Nas Grandes Opções do Plano entre 2010 e 2013, o PS prevê um aprofundamento da descentralização de competências no domínio da Acção Social. Mas, havendo algumas questões que não se pode alhear deste processo de territorialização das Políticas Sociais, aguardo para ver de que forma tal se concretizará.

Mas voltando à "vaca fria", e ao concelho de Braga, penso que o teu artigo não espelha a nossa realidade.

Braga tem sido referenciado como um concelho exemplo de "Boas práticas" ao nível da acção social, e designadamente no que respeita às Políticas Sociais de Habitação.

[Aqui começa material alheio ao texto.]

PR #388, opened 2026-08-03
Show current Bayanat version in profile dropdown and dashboard footer

apodacaduron:
## Description
Displays the running version (config.VERSION) in the profile dropdown menu and the dashboard footer, linked to its GitHub release notes. Falls back to plain, unlinked text when the version resolves to the 0.0.0 placeholder so the link never points at a nonexistent release tag.

## How to Test
- Log in and open the profile dropdown (top-right avatar).
- Confirm Bayanat v<version> appears below Logout, linking to https://github.com/sjacorg/bayanat/releases/tag/v<version> in a new tab.
- Go to the Dashboard and confirm the same version text/link appears in the footer.

## Jira ID (if applicable)
[BYNT-1762](https://syriajustice.atlassian.net/browse/BYNT-1762)

[BYNT-1762]: https://syriajustice.atlassian.net/browse/BYNT-1762?atlOrigin=eyJpIjoiNWRkNTljNzYxNjVmNDY3MDlhMDU5Y2ZhYzA5YTRkZjUiLCJwIjoiZ2l0aHViLWNvbS1KU1cifQ


level09 (changes requested):
Nice and small. The plumbing was already on main (`layout.html` publishes `window.__APP_VERSION__`), so this being display only is the right call.

One thing I'd like changed before merge. When `settings.py` can't read `pyproject.toml`, `_read_version()` falls back to the literal string `"0.0.0"`. We correctly refuse to link that, but we still print it, so a broken install ends up telling every user it's running "Bayanat v0.0.0". The whole point of the ticket is answering "what version am I on", and a confidently wrong answer is worse than none. Easiest fix:

```js
appVersion() {
  const v = window.__APP_VERSION__ || '';
  return v === '0.0.0' ? '' : v;
},
```

Then `hasReleaseLink` is just `this.appVersion`, the `v-else-if` branch can go, and same for the `{% else %}` in dashboard.html.

Two other things, both your call:

The release link is `/releases/tag/v<version>`, which only resolves if the version matches a published tag here. `BAYANAT_VERSION` can be set to anything, and prod runs a branch whose version won't always match a public tag, so it can land on a 404. Pointing at `/releases` avoids that.

ProfileDropdown lives in layout.html, so the version already shows on every page. The dashboard footer then shows it a second time, through a different implementation reading `config.VERSION` instead. I'd drop the dashboard.html half and keep just the dropdown.

Rest looks good, `rel="noopener"` is there and the missing trailing newlines got cleaned up.

apodacaduron:
@level09 right! updated

level09 (approved):
@apodacaduron awesome , solid work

Prova disso são as reportagens e notícias que têm vindo a ser feitas, bem como os convites que têm sido formulados ao município para expôr as estratégias de actuação adoptadas...

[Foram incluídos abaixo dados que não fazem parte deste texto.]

PR #391, opened 2026-08-06
Improve dynamic form builder clarity and field creation feedback

apodacaduron:
## Description
This PR improves the dynamic form builder UI and related admin hints for Actors, Bulletins, and Incidents.
Changes include:
- Adds a concise info hint to Dynamic Form Builder pages: “Default fields are locked. Custom fields are editable.”
- Fixes “Dynamic From Builder” typo to “Dynamic Form Builder”.
- Adds administrator-only links from Actor/Bulletin/Incident tables to their respective form builders.
- Hides those table footer hints on mobile using Vuetify responsive classes.
- Improves the Help Text editor with a short explanatory caption.
- Updates the drag handle icon to better communicate draggable fields.
- Highlights newly added fields with a temporary blue tint instead of a border/ring animation, with dark-mode support.

## How to Test
1. Open /admin/bulletin-fields/, /admin/actor-fields/, and /admin/incident-fields/.
2. Confirm the page title says “Dynamic Form Builder”.
3. Confirm the hint appears under the toolbar with an info icon: "Default fields are locked. Custom fields are editable."
4. Add a new custom field and confirm it scrolls into view with a temporary blue highlight.
5. Open a custom field’s edit mode and confirm Help Text has the explanatory caption.
6. Visit the Actor, Bulletin, and Incident table pages as an admin.
7. Confirm the footer shows the form-builder hint on desktop.

## Jira ID (if applicable)
[BYNT-1766](https://syriajustice.atlassian.net/browse/BYNT-1766)
[BYNT-1767](https://syriajustice.atlassian.net/browse/BYNT-1767)
[BYNT-1768](https://syriajustice.atlassian.net/browse/BYNT-1768)

[BYNT-1766]: https://syriajustice.atlassian.net/browse/BYNT-1766?atlOrigin=eyJpIjoiNWRkNTljNzYxNjVmNDY3MDlhMDU5Y2ZhYzA5YTRkZjUiLCJwIjoiZ2l0aHViLWNvbS1KU1cifQ


level09 (changes requested):
The clarity side is good. The locked vs editable caption, the admin hint and the help text description all land, and thanks for the `From Builder` typo.

One thing blocks it. The form builder templates render `filteredMovableDynamicFields`, not `dynamicFields`, and that computed filters on the search box. So if anything is in the search box when you save a new field, the field is filtered straight out of the DOM. `querySelector` finds nothing, the `?.` swallows it, and nothing happens: no scroll, no flash.

To reproduce: open Actor Form Builder, search `name`, leave it there, click Add New, title the field `zzz test`, save. Nothing happens. Clear the search and it's sitting there, unhighlighted.

That's the exact flow the ticket is about, and the search box sits right next to the Add New button, so it will happen in normal use. Clearing the search as part of adding is enough, since a new field should always be shown:

```js
this.ui.search = '';
event.justAdded = true;
this.formBuilder.dynamicFields[entityType].push(event);
```

Two smaller things, neither needs to be in this PR:

The `setTimeout` that sets `justAdded = false` writes to the raw object rather than the reactive proxy, so it never triggers the re-render that removes the class. No visible effect, since the animation ends at `opacity: 0` on its own. Easiest is to drop the timeout entirely and let the CSS finish.

Eight new strings and no `.po` touched, so Arabic falls back to English. Same situation as #303, so it's probably one `flask translate extract && update` pass covering both, with Khaleel doing the Arabic. The typo rename is free by the way, `Dynamic From Builder` was never translated, so nothing is lost.

One I checked and it's fine: the `>` in the admin hint mirrors itself in Arabic, since U+003E is bidi-mirrored, and the labels match the nav drawer exactly.

apodacaduron:
@level09 Right, now search clears when adding a new field. BTW i didn't know that command for translations existed, thanks for pointing it out. I'll run it after wrapping up translation changes going forward.

level09 (approved):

De facto, no que respeita à habitação há vários aspectos que devem ser tidos em conta: Braga abandonou a política de construção de bairros sociais há vários anos, reconhecida que foi a sua ineficácia no que respeita à inserção efectiva das pessoas com menores recursos. A concentração de pessoas homogeneas do ponto de vista social e económico levou à guetização dos espaços, não gerando expectativas de promoção social das populações, pela ausências de referências.
Por conseguinte, e sendo que a oferta para arrendamento no concelho é vasta, decidiu o município enveredar por um processo de atribuição de subsídios. Assim, para além de se dinamizar o mercado de arrendamento, contribui-se para a dispersão das famílias carenciadas pelo concelho, praticando aquilo a que os franceses apelidaram de "mixité sociale". Desta forma, não se poderá dizer que vivemos numa cidade hierarquizada (zonas exclusivamente ricas, zonas exclusivamente pobres), pois as pessoas é que escolhem a habitação para arrendar, na zona e com as condições que considerarem melhores para si e para o agregado.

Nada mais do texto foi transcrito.